PH.D DEFENCE - PUBLIC SEMINAR

Semantic Knowledge Representation and Acquisition

Speaker
Ms. Guo Jia
Advisor
Dr Stanley Kok, Assistant Professor, School of Computing


25 Apr 2024 Thursday, 03:00 PM to 04:30 PM

SR12, COM3 01-21

Abstract:

This thesis aims to develop a series of methods that automatically extract entities and relationships from unstructured corpora, and effectively represent the structured semantic data, supporting the process of knowledge discovery, knowledge management, and knowledge utilization in intelligent information systems.

In the first study of this thesis, we proposed a novel biquaternion-based knowledge graph embedding method, which integrated multiple geometric transformations, viz., scaling, translation, Euclidean rotation, and hyperbolic rotation, enhancing the representation and reasoning efficacy for various relation patterns.

To facilitate the discovery of relational knowledge, we developed a novel framework for document-level relation extraction, which aimed to achieve better integration of both discriminability and robustness. Specifically, our loss function endowed high discriminability to both probabilistic outputs and internal representations.

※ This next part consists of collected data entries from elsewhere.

PR #769, opened 2016-08-11
Add context to project search results

sullerandras:
Closes https://github.com/atom/find-and-replace/issues/190
Shows a few lines around the search results to provide context.
Similar to https://github.com/atom/find-and-replace/pull/702 which didn't work for me.

Current status:
image

Features:
- Set amount of lines to see via config (default: 0)
- Show extra lines of context
- Does not show overlapping lines
- Arrow Key navigation
- Shows '...' between contexts
- Shows first 140 chars of context lines, to avoid extensive CPU usage when displaying results in minified js files for example
- Fix indentation

Missing features:
- Results on the same line or context should appear on that result (maybe)
- Syntax highlighting (probably won't do this)

Haven't touched the specs so probably broke most of them.
Any feedback appreciated.


50Wliu:
> Results on the same line or context should appear on that result (maybe)

I would love this - multiple matches on the same line appearing as different results has always messed me up.

sullerandras:
> I would love this - multiple matches on the same line appearing as different results has always messed me up.

This is actually an independent issue of the find-and-replace package and probably needs quite a bit of refactoring to solve it. Although I agree that showing context lines makes it even more confusing.

lib/project/match-view.coffee
```diff
@@ -10,16 +10,33 @@ class MatchView extends View
...
 
-    @li class: 'search-result list-item', =>
-      @span range.start.row + 1, class: 'line-number text-subtle'
-      @span class: 'preview', outlet: 'preview', =>
-        @span prefix
-        @span match.matchText, class: 'match highlight-info', outlet: 'matchText'
-        @span match.matchText, class: 'replacement highlight-success', outlet: 'replacementText'
-        @span suffix
+    liStyle = if match.CONTEXT_LINES > 0 then 'padding-top: 0; padding-bottom: 0'
+    divStyle = 'white-space: pre'
```
50Wliu: Can this and the above style be placed in the `styles/` directory?  Maybe not `liStyle` because of the conditional but `divStyle` looks doable.

lib/project/result-view.coffee
```diff
@@ -44,11 +44,61 @@ class ResultView extends View
...
+    return if CONTEXT_LINES is 0
+    content = fs.readFileSync(filePath).toString()
+    lines = content.split('\n')
+    prevMatch = match
+    prevRowIndex = 0
+    prevLinesAfter = 0
+    for matchIndex in [0...matches.length]
+      match = matches[matchIndex]
+      range = match.range
+      if not range
```
50Wliu: This can be `unless range`

lib/project/result-view.coffee
```diff
@@ -44,11 +44,61 @@ class ResultView extends View
...
       for match in matches
         @matches.append(new MatchView(@model, {@filePath, match}))
 
     @matches.children().eq(selectedIndex).addClass('selected') if selectedIndex > -1
 
+  addContextToMatches: (filePath, matches) ->
+    CONTEXT_LINES = atom.config.get('find-and-replace.searchContextExtraLines')
+    return if CONTEXT_LINES is 0
+    content = fs.readFileSync(filePath).toString()
+    lines = content.split('\n')
```
50Wliu: I'm worried about Windows compatibility here - I assume this would still work because CRLF also includes the `\n`, but would the extra `\r` interfere with anything?

lib/project/match-view.coffee
sullerandras: Fixed in https://github.com/atom/find-and-replace/pull/769/commits/84ca5600c678e883c9b103f182a597ff179f7b1d

lib/project/result-view.coffee
sullerandras: Fixed in https://github.com/atom/find-and-replace/pull/769/commits/9fe4836a303924e60dfbacbe6ba2090de1f4c0af

lib/project/result-view.coffee
sullerandras: Fixed in https://github.com/atom/find-and-replace/pull/769/commits/3d7e8cd386732ae4737e1de011367585a4399d12

thebarty:
Plus one for getting this to work

dirk-thomas:
Please see #847 for another working proposal.

dirk-thomas:
With #847 being merged this can probably be closed.

Issue #568, opened 2015-10-22
Introduce "Find All" button


mlalkaka:
(This is really a feature request, not technically a defect.)
As a new user to Atom, I recently spent a really long time trying to figure out how to perform the "Find and Replace: Find All" action in Atom. I found the "Find and Replace: Select All" action, but it didn't work for things I typed into the Find and Replace pane, and I just didn't realize there was a different action called "Find and Replace: Find All". 

It would have really been nice to have a "Find All" button in the Find and Replace pane, similar to Sublime Text.

simurai:
This got recently added part of https://github.com/atom/find-and-replace/pull/509. Although it just says "Find". You can already try it in [Atom Beta](https://atom.io/beta), but will eventually also be in Atom stable.

To do a "Find All" without pressing a button and use the keyboard instead, you can type your search term and then hit <kbd>enter</kbd>. "Replace All" would be <kbd>cmd</kbd><kbd>enter</kbd>.

mlalkaka:
Thanks for looking into this @simurai . However, I couldn't figure out how #509 solves the problem. I tried the Atom Beta, and I could only see a "Find" button. Typing a search term and hitting <kbd>enter</kbd> just performed a "Find Next" operation, not a "Find All" operation. Am I missing something? Thanks.

simurai:
Just to be sure, are you trying to do a "Find All" for the current file <kbd>cmd</kbd><kbd>F</kbd> or all files in the entire project <kbd>cmd</kbd><kbd>shift</kbd><kbd>F</kbd>?

mlalkaka:
I'm trying to do a "Find All" (find-and-replace:find-all) in the current buffer/file. The shortcut <kbd>alt</kbd>+<kbd>enter</kbd> exists, but there's no button, which made it difficult to discover as a new user.

simurai:
> in the current buffer/file.

Oh.. sorry. Now I understand. I didn't even know about <kbd>alt</kbd>+<kbd>enter</kbd> which proves your point. :smile: I'll reopen this issue again.

mlalkaka:
Thanks!

blakebrauer:
I'm interested in implementing this feature but I am unsure of where the find all button would fit in the UI. Currently the option buttons take up the space where I think the find all button would make sense. Any suggestions on the layout?

blakebrauer:
Maybe like this:
[...]

PR #785, opened 2016-09-23
Introduce "Find All" button

blakebrauer:
These changes address issue [#568](https://github.com/atom/find-and-replace/issues/568) by adding a "Find All" button to the file-view find and replace as well as to the Find menu.

38aeac60-3f8f-11e6-9bac-1a96702b9a9c

screenshot from 2016-09-23 13 07 34

### DIFF
--- a/lib/find-view.coffee
+++ b/lib/find-view.coffee
@@ -39,15 +39,15 @@ class FindView extends View
         @div class: 'input-block-item', =>
           @div class: 'btn-group btn-group-find', =>
             @button outlet: 'nextButton', class: 'btn', 'Find'
+          @div class: 'btn-group btn-group-find-all', =>
+            @button outlet: 'findAllButton', class: 'btn', 'Find All'
+
+        @div class: 'input-block-item option-block', =>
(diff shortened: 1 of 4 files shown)


blakebrauer:
Could we look into getting this merged?

maxbrunsfeld:
/cc @simurai @blakebrauer has implemented the UI that you [discussed in #568](https://github.com/atom/find-and-replace/issues/568#issuecomment-230070854):

unwrapped

I wanted to merge this PR because I plan on making major changes to this package in order to remove jQuery. However, I noticed that this PR does introduce a problem when the window gets narrow. The 4 search option buttons, which should probably remain grouped, are now separated:

wrapped

I'm not super familiar with the CSS involved. When you get a chance, could you take a look at the markup and CSS here, and make sure it degrades well in a small window?

simurai:
@maxbrunsfeld In https://github.com/atom/find-and-replace/pull/839 the inputs are kept above each other and all the buttons wrap. So that the option buttons are still next to each other:

screen shot 2017-01-08 at 8 04 04 pm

We also innovatively customized entropy minimization and supervised contrastive learning to address multi-label and long-tailed learning problems.

Lastly, we investigated how to automatically identify semantic nodes and relations from the argumentative corpus. We for the first time proposed a challenging argument quadruplet extraction task, which can provide an all-in-one extraction of four argumentative components, i.e., claims, evidence, evidence types, and stances. To support this task, we constructed a large-scale dataset and proposed a novel quad-tagging augmented generative approach. Extensive experiments demonstrated the empirical superiority of our proposed approaches over several strong baselines.